Problem: All of the records must come back exactly as they were given.

Source records:
PR #160, opened 2024-08-30
ci: fix a few typos and add check

### LINKED ISSUE #70: Add typo check in CI
Things to be careful about (comment from [here](https://github.com/rinja-rs/rinja/pull/68#issuecomment-2225113426)):

> There's a ton of false positives, like converting "lits" (literals) to "list". The tools actually wants to fix the mock Latin in lorem ipsums. I don't know how much of a hassle it would be to set it up right. In most cases "lits" is a typo, just in in one case it isn't.

Kijewski:
This PR adds `_typos.toml`, which lets `typos` ignore generated data. ~~Some filler texts are "fixed", too. It does not matter what the actual text is.~~

Resolves #70.

### DIFF
--- a/_typos.toml
+++ b/_typos.toml
@@ -1,0 +1,26 @@
+[default]
+locale = "en-us"
+
+[files]
+extend-exclude = [
+    # generated files
+    "book/ethicalads-theme.css",
+    "fuzzing/fuzz/artifacts/",
+    "fuzzing/fuzz/corpus/",
+    "target/",
+    "rinja_parser/tests/*.txt",
+    # fillter texts
+    "rinja/benches/strings.inc",
+    # too many false positives
+    "testing/tests/gen_ws_tests.py",
+]
+
+[default.extend-words]
+# French words
+exemple = "exemple"
+existant = "existant"
+# used in tests
+Ba = "Ba"
+fo = "fo"
+Fo = "Fo"
+sur = "sur"
--- a/book/src/configuration.md
+++ b/book/src/configuration.md
@@ -54,7 +54,7 @@ Hello
 To be noted, if one of the trimmed characters is a newline, then the only
 character remaining will be a newline.
 
-If you want this to be the default behaviour, you can set `whitespace` to
+If you want this to be the default behavior, you can set `whitespace` to
 `"minimize"`.
 
 To be noted: you can also configure `whitespace` directly into the `template`
--- a/rinja/benches/escape.rs
+++ b/rinja/benches/escape.rs
@@ -1,4 +1,4 @@
-use criterion::{criterion_group, criterion_main, Criterion};
+use criterion::{black_box, criterion_group, criterion_main, Criterion};
 use rinja::filters::{escape, Html};
 
 criterion_main!(benches);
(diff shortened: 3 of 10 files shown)


Kijewski:
A bug in <https://github.com/crate-ci/typos> lets the program run forever. Investigating.

_typos.toml
```diff
@@ -0,0 +1,23 @@
...
+]
+
+[default.extend-words]
+# French words
+exemple = "exemple"
+existant = "existant"
+# fillter words
+Ba = "Ba"
+fo = "fo"
+Fo = "Fo"
```
GuillaumeGomez, line 22: I never saw these two as fillers.

book/src/configuration.md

Solution to this exercise:
PR #160, opened 2024-08-30
ci: fix a few typos and add check

### LINKED ISSUE #70: Add typo check in CI
Things to be careful about (comment from [here](https://github.com/rinja-rs/rinja/pull/68#issuecomment-2225113426)):

> There's a ton of false positives, like converting "lits" (literals) to "list". The tools actually wants to fix the mock Latin in lorem ipsums. I don't know how much of a hassle it would be to set it up right. In most cases "lits" is a typo, just in in one case it isn't.

Kijewski:
This PR adds `_typos.toml`, which lets `typos` ignore generated data. ~~Some filler texts are "fixed", too. It does not matter what the actual text is.~~

Resolves #70.

### DIFF
--- a/_typos.toml
+++ b/_typos.toml
@@ -1,0 +1,26 @@
+[default]
+locale = "en-us"
+
+[files]
+extend-exclude = [
+    # generated files
+    "book/ethicalads-theme.css",
+    "fuzzing/fuzz/artifacts/",
+    "fuzzing/fuzz/corpus/",
+    "target/",
+    "rinja_parser/tests/*.txt",
+    # fillter texts
+    "rinja/benches/strings.inc",
+    # too many false positives
+    "testing/tests/gen_ws_tests.py",
+]
+
+[default.extend-words]
+# French words
+exemple = "exemple"
+existant = "existant"
+# used in tests
+Ba = "Ba"
+fo = "fo"
+Fo = "Fo"
+sur = "sur"
--- a/book/src/configuration.md
+++ b/book/src/configuration.md
@@ -54,7 +54,7 @@ Hello
 To be noted, if one of the trimmed characters is a newline, then the only
 character remaining will be a newline.
 
-If you want this to be the default behaviour, you can set `whitespace` to
+If you want this to be the default behavior, you can set `whitespace` to
 `"minimize"`.
 
 To be noted: you can also configure `whitespace` directly into the `template`
--- a/rinja/benches/escape.rs
+++ b/rinja/benches/escape.rs
@@ -1,4 +1,4 @@
-use criterion::{criterion_group, criterion_main, Criterion};
+use criterion::{black_box, criterion_group, criterion_main, Criterion};
 use rinja::filters::{escape, Html};
 
 criterion_main!(benches);
(diff shortened: 3 of 10 files shown)


Kijewski:
A bug in <https://github.com/crate-ci/typos> lets the program run forever. Investigating.

_typos.toml
```diff
@@ -0,0 +1,23 @@
...
+]
+
+[default.extend-words]
+# French words
+exemple = "exemple"
+existant = "existant"
+# fillter words
+Ba = "Ba"
+fo = "fo"
+Fo = "Fo"
```
GuillaumeGomez, line 22: I never saw these two as fillers.

book/src/configuration.md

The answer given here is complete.